Data for review:
PR #756, opened 2023-09-25
Prevent text from overflowing in various cases

### LINKED ISSUE #754: bug(minor): Sidebar Labels breaking / not properly displaying

0.10.1

3.1.2

npm, yarn

Windows

Chrome, Firefox

### Describe the Bug

The Sidebar labels do not wrap when the given word is too long, however this works completely fine for longer sentences.

This is rather a minor issue.

Explanation with pictures:

| ❌ Long Words | ✅ Long Sentences|
| :-----------: | :-----------: |
| The word does not wrap as long sentences do | The word/sentence wraps as it should |
| image | image  |

https://stackblitz.com/github-7maapr

### Participation

julien-deramond:

- Changes to Starlight code

#### Description

Closes #754

⚠️ **This PR is a draft**. It has been opened early on in order to add some screenshots, a task list, and maybe to discuss some technical choices. Feel free to close it if you receive too many notifications :)

The main idea here, for now, is to add some `overflow-wrap: break-word`. 

`word-break: break-word` is already used in this project but I'd suggest to replace it by `overflow-wrap: break-word` since `break-word` seems to be deprecated.

On top of that, some boxes don't seem to have the right width (or any width defined), so the PR suggests setting it to either 100% or 90% for the accordion so that the caret remains visible.

#### TODO

- [ ] Double-check that `break-word` is indeed well deprecated (see https://developer.mozilla.org/en-US/docs/Web/CSS/word-break#values).
- [ ] Double-check that the various fixes are the only options
- [ ] Non-regression testing
- [ ] Provide screenshots for the different use cases and add more detailed descriptions for each use case
- [ ] Add changeset
- [ ] **Before merging**, remove the commit that adds some long words to the documentation


packages/starlight/components/SidebarSublist.astro
```diff
@@ -57,6 +57,11 @@ interface Props {
 		margin-inline-start: var(--sl-sidebar-item-padding-inline);
 		border-inline-start: 1px solid var(--sl-color-hairline-light);
 		padding-inline-start: var(--sl-sidebar-item-padding-inline);
+		overflow-wrap: break-word;
```
HiDeoo, line 60: This selector seems to be a bit too specific and does not cover top-level links:

SCR-20230926-jczb

To test this use-case, you can locally add a new entry to the sidebar configuration:, e.g.:

```ts
sidebar: [
  {
    label: "ThisIsAVeryLongLabelToTestTheSidebarIssues",
    link: "test",
  },
  // Existing sidebar configuration
];
```

packages/starlight/components/SidebarSublist.astro
```diff
@@ -57,6 +57,11 @@ interface Props {
...
+	}
+
+	ul :global(.sl-badge) {
+		max-width: 100%;
 	}
```
HiDeoo, line 65: I think an alternative solution could be to not do that and use `overflow-wrap: anywhere;` instead of `overflow-wrap: break-word;` in the `<Badge/>` component. This would mean that we would not have to do that every time we use a badge in a similar context.

Any thoughts?

packages/starlight/components/SidebarSublist.astro
```diff
@@ -82,6 +87,10 @@ interface Props {
 		display: none;
 	}
 
+	summary > h2 {
+		width: calc(100% - 1.25rem);
+	}
+
```
HiDeoo, line 93: > Tried some flex-shriking on the caret without success.

What issues did you encounter? Disabling shrinking using `flex-shrink: 0;` on the caret icon and using `overflow-wrap: anywhere;` on the title seems to do the trick for me but I may be missing something.

packages/starlight/components/PrevNextLinks.astro
```diff
@@ -77,4 +78,12 @@ const t = useTranslations(locale);
...
 		line-height: var(--sl-line-height-headings);
 	}
+
+	svg {
+		flex-shrink: 0;
+	}
+
+	svg + span {
+		width: calc(100% - 1.5rem);
+	}
```
HiDeoo, line 88: If I am not missing something, I guess like in the `<SidebarSublist/>` component, this could be avoided by using `overflow-wrap: anywhere;` instead of `overflow-wrap: break-word;` for the link.

Any thoughts?

packages/starlight/components/PrevNextLinks.astro
HiDeoo, line 1: This one is a bit trickier indeed.

The current approach will break the existing wrapping behavior on small width screens:

| Before          | After           |
| --------------- | --------------- |
| SCR-20230926-jkeq | SCR-20230926-jkcm |

It also looks like this would not work when you are on a page where both the previous and next links are fairly long:

SCR-20230926-jkph

Not sure yet what would be the best approach here, might need to think about it a bit more :thinking:

HiDeoo (commented):

I noticed a few edge cases and left a few comments/questions but the changes seems to work relatively well overall and be a reall improvement so far.

packages/starlight/components/SidebarSublist.astro
julien-deramond: Neat, it works pretty well! So obviously, this is way better in terms of usage since there's nothing to do while using the component.

I was a bit worried about [`overflow-wrap: anywhere` browser support](https://caniuse.com/?search=overflow-wrap%3A%20anywhere) for Safari which is only from 15.4.



But the team confirmed that other features used in Astro and/or Starlight are only working from Safari 15.4.
I ran some tests with BrowserStack with Safari 15.3 just to see how's the fallback in our specific use case, but it's impossible to say what's happening:

Screenshot 2023-09-26 at 18 43 49

I don't have access to any Safari 15.4, but from 16, everything's rendered as what you can see in your browser right now deployed by Netlify. Double-checked with various versions of Chrome and Firefox and seems to be good to go with this solution.

packages/starlight/components/SidebarSublist.astro
julien-deramond: Ohhh good catch! I've added this use case in the commit so that we can test it.
So I've dropped this rule and added instead the following which is less specific:
```css
.top-level > li {
  overflow-wrap: anywhere;
}
```

packages/starlight/components/PrevNextLinks.astro
julien-deramond: Based on the previous comments and fixes, this has been removed.

packages/starlight/components/PrevNextLinks.astro
julien-deramond: Good catch, I didn't test at the right breakpoints for mobile. So I've tried something with a `@media` rule to handle the 2 types of rendering: 1 row, 2 rows:

```css
a {
  /* ... */
  width: 100%;
  flex-basis: calc(100% - 0.5rem);
  /* ... */
}

@media (min-width: 29.6em) {
  a {
    width: 50%;
      flex-basis: calc(50% - 1rem);
    }
}
```

Note that `29.6em` might be a lil' bit magical here. I've found this value by comparing the rendering between this branch and the _main_ branch. The switch between 1 row to 2 rows was between 473px and 474px which led me to that `29.6em`. Obviously, can be changed to something like `30em` or other values.

Being still a bit tricky to test, I hope that I've covered most of the use cases 😅

julien-deramond:
Please note that I haven't yet updated the description of the PR with the new modifications. I'm waiting for an agreement on the final solution with the first code review since the description is a bit heavy to update. Hope you don't mind.

HiDeoo (commented):
From all the cases/pages I tested, the new changes look great. Let's see if some other people find more edge cases or not.

I'm not particularly a huge fan of the changes for the next/prev links but I have yet to find a more elegant solution not breaking anything.

Btw, did you investigate the `CI / Check for accessibility issues` failure or do you want me to take a look at it? (note: to run them locally you can `NO_GRADIENTS=true pnpm build && pnpm test`)

julien-deramond:
> I'm not particularly a huge fan of the changes for the next/prev links but I have yet to find a more elegant solution not breaking anything.

Neither do I.

> Btw, did you investigate the CI / Check for accessibility issues failure or do you want me to take a look at it? (note: to run them locally you can NO_GRADIENTS=true pnpm build && pnpm test)

Not yet, I'll check this out ASAP.

julien-deramond:
I haven't the precise answer yet but there are two errors about color contrast ratio thresholds located at:
```
<span class="astro-sn2en3ud">Configuration Reference</span>
<span class="astro-sn2en3ud">Frontmatter Reference</span>
```
Those elements are in the sidemenu and their rendering has not been changed.
When I remove my extra-long wordings, pa11y-ci is happy again.
So I'd say that the errors start to happen when there's too much content in the sidebar and that it's not especially related to this PR (where the extra-long labels will be removed before merging).

I can dig the issue to have more details if necessary.

HiDeoo:
Thanks for the investigation.

Interesting. Even more interesting is that if I switch locally to this branch and run the tests on my machine, they pass. I guess it depends on the window size which depends on the screen resolution. I assumed that the window size would be fixed, but it seems that it is not or something else is going on.

Nonetheless, I guess this is indeed something that should be fixed in another PR as when reverting your temporary long texts, the tests should pass again.

julien-deramond:
FYI I've updated the description so that it reflects the final changes, squashed the commits, and split them so that it is easier for you to remove the long text tests when the PR is considered ready to merge (you'll just have to drop https://github.com/withastro/starlight/pull/756/commits/9df0e55b6bd23fc492673c0fcbf31667e61ac26e).

packages/starlight/components/PrevNextLinks.astro
delucis: Currently inside Starlight we only use `(min-width: 50rem)` and `(min-width: 72rem)`. Would love to keep us to that consistency if possible.

This is definitely one of the trickier ones. I also think it’s one of the less crucial ones, so we could also decide to split out fixing this one into a follow-up PR if figuring it out will otherwise block this PR.

packages/starlight/components/SidebarSublist.astro
```diff
@@ -65,6 +65,10 @@ interface Props {
 		color: var(--sl-color-white);
 	}
 
+	.top-level > li {
+		overflow-wrap: anywhere;
+	}
```
delucis, line 70: Should this really only apply to the top-level list, or any `li`?

delucis (commented):
Thanks for tackling all of these edge cases @julien-deramond! Really nice work. Left a couple of notes to try to help get this PR over the line! 🙌

packages/starlight/components/SidebarSublist.astro
julien-deramond: The components being black boxes, it's safe to apply the rule directly to `li` as defensive CSS. I've changed it to:

```diff
diff --git a/packages/starlight/components/SidebarSublist.astro b/packages/starlight/components/SidebarSublist.astro
index c4c5882..63308f6 100644
--- a/packages/starlight/components/SidebarSublist.astro
+++ b/packages/starlight/components/SidebarSublist.astro
@@ -53,6 +53,10 @@ interface Props {
                padding: 0;
        }
 
+       li {
+               overflow-wrap: anywhere;
+       }
+
        ul ul li {
                margin-inline-start: var(--sl-sidebar-item-padding-inline);
                border-inline-start: 1px solid var(--sl-color-hairline-light);
@@ -65,10 +69,6 @@ interface Props {
                color: var(--sl-color-white);
        }
 
-       .top-level > li {
-               overflow-wrap: anywhere;
-       }
-
        .top-level > li + li {
                margin-top: 0.75rem;
        }
```

packages/starlight/components/PrevNextLinks.astro
julien-deramond: I definitely can understand that we prefer to stick with only `(min-width: 50rem)` and `(min-width: 72rem)`. I've made some tests with container queries that could help but they are not available before Safari 16.
So I've dropped this modification (kept the `flex-shrink: 0` for the `svg`) and I'll try to tackle it in a separate PR.

delucis (changes requested):
Thanks for splitting out that one fix to #814 @julien-deramond!

I think this is looking good if you’d like to go ahead and remove the text strings being used for testing.

julien-deramond:
https://github.com/withastro/starlight/pull/756/commits/55be3549896799f0eab604df2c5a4a63beac9a16 has been removed, and so the a11y tests are back to normal.

HiDeoo (dismissed):

HiDeoo (commented):
Just noticed we still need a changeset for the changes.

julien-deramond:
Added a changeset via https://github.com/withastro/starlight/pull/756/commits/47526e255acd80624109b3f9193599d8d95f7396. I supposed it was a "patch" and used a really simple generic sentence. Don't hesitate to update it to change the type of changeset or to enhance the description with more detail if needed.

delucis (approved):
Thanks again for all the hard work chasing down these issues and figuring out the fixes @julien-deramond — and for helping @HiDeoo!

PR #760, opened 2023-09-25
Escape argument in examples build script

delucis:

- Something else!

#### Description

- #743 introduced `shell-emulator=true` in `.npmrc`
- This caused the Size Limit check to fail in #709 because the example build script included `@examples/*` unescaped, which with shell emulation enabled was parsed as a glob and errored when it failed to expand the `*`.
- This PR wraps the `--filter` pattern in `'` to escape it.

### DIFF
--- a/.npmrc
+++ b/.npmrc
@@ -1,2 +1,3 @@
 prefer-workspace-packages=true
 link-workspace-packages=true
+shell-emulator=true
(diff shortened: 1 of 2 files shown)


delucis:
Hmm, looks like that wasn’t it 🤔 

Will need to dig further to work out why it’s hitting this error:
```
> pnpm --filter @example/* build

No matches found: "@example/*"
```

PR #774, opened 2023-09-27
Add support for custom HTML attributes to sidebar links

### LINKED ISSUE #395: Ability to add arbitrary attributes to sidebar items

0.5.5

### What is your idea?

It would be helpful if we were able to have additional attributes to sidebar items such that we can add tags, e.g. "deprecated" tags, to individual sidebar items.

This feature is relevant for docs sites where we have multiple versions of the product and certain features have been deprecated. We do not want to remove the documentation for the deprecated features altogether, but make it clear these features are deprecated both on the markdown itself, and also in the sidebar, as a convenient visual indicator.

- MDN reference
    Screenshot_2023-07-24_at_10 39 11_AM

- Docusaurus allows the `className` attribute which allows this to be done with CSS (see https://docusaurus.io/docs/sidebar/items).

### Participation

HiDeoo:

- Changes to Starlight code

#### Description

- Closes #395.

This pull request adds support for custom HTML attributes to sidebar links from config and frontmatter.

An important point regarding this is how to validate/type this? There are several options:

- Add, use and maintain a giant but complete zod schema for all possible HTML attributes (_I don't think this is a good idea_).
- Add and use a smaller schema to validate the attributes as `Record<string, string | number | boolean | undefined>`.
- Add and use a smaller schema to validate the attributes as `Record<string, string | number | boolean | undefined>` but type the attributes as a variant of `HTMLAttributes<'a'>` for user convenience so they would get autocompletion in their config.

I went with the last option as it seemed like a good balance between validation and user experience and it's also the approach (ignoring the first one) with the most amount of code so it'll be easy to remove if we decide to go with a different approach.

A few implementation notes:

- Used `attrs` for consistency with [`HeadConfig`](https://starlight.astro.build/reference/configuration/#headconfig).
- Moved sidebar related schemas to `schemas/sidebar.ts` as some piece are now shared between the config and frontmatter (and it also started to get a bit messy imo).
- Added a [new section](https://deploy-preview-774--astro-starlight.netlify.app/guides/sidebar/#custom-html-attributes) to the sidebar guide with an example (picked the external link with icon as it may be a common use case).


packages/starlight/schemas/sidebar.ts
```diff
@@ -0,0 +1,89 @@
...
+
+// HTML attributes that can be added to an anchor element, validated as
+// `Record<string, string | number | boolean | undefined>` but typed as `HTMLAttributes<'a'>`
+// for user convenience.
+const linkHTMLAttributesSchema = z.record(
+	z.union([z.string(), z.number(), z.boolean(), z.undefined()])
+) as z.Schema<Omit<HTMLAttributes<'a'>, keyof AstroBuiltinAttributes | 'children'>>;
+export type LinkHTMLAttributes = z.infer<typeof linkHTMLAttributesSchema>;
+
+export const SidebarLinkItemHTMLAttributesSchema = () => linkHTMLAttributesSchema.optional();
```
delucis, line 26: Would a default value here also make sense? Would avoid us needing to do any optional chaining when reading from it later and I don’t think we’re relying on this being undefined?

```suggestion
export const SidebarLinkItemHTMLAttributesSchema = () => linkHTMLAttributesSchema.default({});
```

packages/starlight/components/SidebarSublist.astro
```diff
@@ -17,7 +17,8 @@ interface Props {
 					<a
 						href={entry.href}
 						aria-current={entry.isCurrent && 'page'}
-						class:list={{ large: !Astro.props.nested }}
+						class:list={[{ large: !Astro.props.nested }, entry.attrs?.['class']]}
```
delucis, line 20: For example here we’d be able to do this:
```suggestion
						class:list={[{ large: !Astro.props.nested }, entry.attrs.class]}
```

packages/starlight/schemas/sidebar.ts
```diff
@@ -0,0 +1,89 @@
...
+	/** Whether this item should be collapsed by default. */
+	collapsed: z.boolean().default(false),
+});
+
+// HTML attributes that can be added to an anchor element, validated as
+// `Record<string, string | number | boolean | undefined>` but typed as `HTMLAttributes<'a'>`
+// for user convenience.
+const linkHTMLAttributesSchema = z.record(
+	z.union([z.string(), z.number(), z.boolean(), z.undefined()])
+) as z.Schema<Omit<HTMLAttributes<'a'>, keyof AstroBuiltinAttributes | 'children'>>;
```
delucis, line 23: Love this solution! Nice that we can leverage Astro’s built-in type and still keep this pretty lightweight.

packages/starlight/utils/navigation.ts
```diff
@@ -17,6 +22,7 @@ export interface Link {
 	href: string;
 	isCurrent: boolean;
 	badge: Badge | undefined;
+	attrs: LinkHTMLAttributes | undefined;
```
delucis, line 25: If we have that default value in the schema, I guess this also would need updating:

```suggestion
	attrs: LinkHTMLAttributes;
```

packages/starlight/utils/navigation.ts
```diff
@@ -308,6 +321,8 @@ function applyPrevNextLinkConfig(
 				...link,
 				label: config.label ?? link.label,
 				href: config.link ?? link.href,
+				// Explicitly remove sidebar link attributes for prev/next links.
+				attrs: undefined,
```
delucis, line 325: Ah, although I guess this would diverge here then. Maybe resetting to `attrs: {}` could make sense? What are your thoughts?

docs/src/content/docs/guides/sidebar.mdx
delucis, line 1: The example in docs is very pretty with its icon, but it may be slightly confusing as it’s kind of a “Draw the rest of the owl” example because we show “add class!” and then 🎉 magic icon appears, without showing how exactly that’s created.

Given the focus here is probably not to go in depth into different techniques for adding icons with CSS, I might suggest a simpler example e.g. with `style: 'color: red'` or something that shows the basic mechanism without needing to guess at some hidden code.

delucis (commented):
Awesome work as always @HiDeoo! Left a few comments but really thorough and well thought through 👏

packages/starlight/schemas/sidebar.ts
HiDeoo: I think so, I actually started to implement it with a default value at first and I refactored to an optional value later on just to match the badges implementation but it's not really necessary.

packages/starlight/components/SidebarSublist.astro
HiDeoo: Oh yeah, I'm way to used to `noPropertyAccessFromIndexSignature` ^^

packages/starlight/utils/navigation.ts
HiDeoo: Makes sense to me 👍

docs/src/content/docs/guides/sidebar.mdx
HiDeoo: I went for `font-style: italic` after trying for way too long to find a color matching the WCAG 2.0 level AA requirements for both the light & dark theme ^^ Hope it is obvious enough.

delucis: Looks good! We only need to demonstrate the concept here and this should do that nicely.

docs/src/content/docs/guides/sidebar.mdx
```diff
@@ -316,6 +316,50 @@ The configuration above generates the following sidebar:
 	]}
 />
 
+## Custom HTML attributes
+
+Links can also include an `attrs` property to add custom HTML attributes to the link element.
+
+An example use case could be to add a `target="_blank"` attribute to external links to open them in a new tab and also apply a custom `style` attribute to italicize the link label.
```
delucis, line 323: Suggesting a small rewording here inspired by recent guidance from @sarah11918 about introducing code examples:

```suggestion
In the following example, `attrs` is used to add a `target="_blank"` attribute, so that the link opens in a new tab, and to apply a custom `style` attribute to italicize the link label:
```

delucis (commented):
Thanks @HiDeoo — I think the new style in the sidebar guide looks good.

Left one suggestion but then this should be good for when we do our next minor release. Thanks again for tackling it!

PR #786, opened 2023-10-02
Add browserslist query to `CONTRIBUTING.md`

HiDeoo:

- Something else!

#### Description

As [discussed](https://discord.com/channels/830184174198718474/1156269451730235392) on Discord, this PR adds a browserslist query to the `CONTRIBUTING.md` file to make it easier for contributors to know which browsers are targeted by Starlight when adding changes involving CSS.

I explicitely made sure the sentence contains the word `browserslist` so people looking for it can find it easily considering we choose to not use a `.browserslistrc` file.

The discriminators in the Starlight codebase seems to currently be support for the [`:where()` CSS selector](https://caniuse.com/mdn-css_selectors_where) and the [HTML `dialog` element](https://caniuse.com/dialog) so I ended up with the following query:

```
> 0.5%, not dead, Chrome >= 88, Edge >= 88, Firefox >= 98, Safari >= 15.4, iOS >= 15.4, not op_mini all
```

There is an alternative syntax for browserslist query to target specific features like `fully supports dialog` but unfortunately it looks like we cannot use it to target the `:where()` selector as the feature is not tracked by Can I use directly but using MDN browser-compat-data instead (I tried `fully supports where`, `fully supports css_selectors_where` and `fully supports mdn-css_selectors_where`).

Considering this, I decided to stick to manually hand picking the browsers that support the features we use:

- `> 0.5%`: Removes browsers with less than 0.5% of market share
- `not dead`: Removes browsers that are no longer maintained
- `Chrome >= 88`: First version of Chrome to support `:where()`
- `Edge >= 88`: First version of Edge to support `:where()`
- `Firefox >= 98`: First version of Firefox to support `dialog`
- `Safari >= 15.4`: First version of Safari to support `dialog`
- `iOS >= 15.4`: First version of Safari for iOS to support `dialog`
- `not op_mini all`: Removes Opera Mini which does not support CSS custom properties


HiDeoo:
Hmmm, good question indeed. We could include "client-side JavaScript" in the new bullet point so that it reads:

```md
- Components that require client-side JavaScript or CSS for their styling should use features that are well-supported by browsers.

  You can find a list of supported browsers and their versions using this [browserslist query](https://browsersl.ist/#q=%3E+0.5%25%2C+not+dead%2C+Chrome+%3E%3D+88%2C+Edge+%3E%3D+88%2C+Firefox+%3E%3D+98%2C+Safari+%3E%3D+15.4%2C+iOS+%3E%3D+15.4%2C+not+op_mini+all). To check whether or not a JavaScript/CSS feature is supported, you can visit the [Can I use](https://caniuse.com) website and search for the feature.
```

Altho, before doing that, even tho I think it would not change the query, I'd like to make a pass at our web components to double check that.

HiDeoo:
As expected, after checking our client-side JS usage, the browserslist query does not need any update if I did not miss anything so I tweaked the sentence to include client-side JavaScript.

delucis (approved):
LGTM! Thanks @HiDeoo 💜 

Noting that https://caniuse.com doesn’t support quite the same syntax, so setting up a custom browser set in settings needs a tweak:

```
> 0.5% in primary
chrome >= 88
edge >= 88
firefox >= 98
safari >= 15.4
ios_saf >= 15.4
not op_mini > 0
```

Don’t think we need to include that in this text, but thought I’d mention it after just setting this up.

PR #789, opened 2023-10-02
Bump astro and @astrojs/mdx dependencies

delucis:

- Something else!

#### Description

- Upgrades dependencies
- `astro`: 3.0.6 => 3.2.1
- `@astrojs/mdx`: 1.0.0 => 1.1.0

### DIFF
--- a/.changeset/fifty-meals-explain.md
+++ b/.changeset/fifty-meals-explain.md
@@ -1,0 +1,5 @@
+---
+'@astrojs/starlight': patch
+---
+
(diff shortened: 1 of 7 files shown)


delucis:
Noting that the 14% CSS size increase `size-limit` is reporting is a little misleading. Due to https://github.com/withastro/astro/issues/8567 Astro is now outputting an extra (unused) file for each of our user-exposed components (`Tabs`, `Icon` etc.) That said, given we test the `basics` example, which does not use any of those components, we’re technically tracking something we weren’t before, so it’s not all bad.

Exercise:
Reproduce the lines above, beginning at the line with "A few implementation" and stopping after the line with "- Moved sidebar", exactly as they are.

Output of the task:
A few implementation notes:

- Used `attrs` for consistency with [`HeadConfig`](https://starlight.astro.build/reference/configuration/#headconfig).
- Moved sidebar related schemas to `schemas/sidebar.ts` as some piece are now shared between the config and frontmatter (and it also started to get a bit messy imo).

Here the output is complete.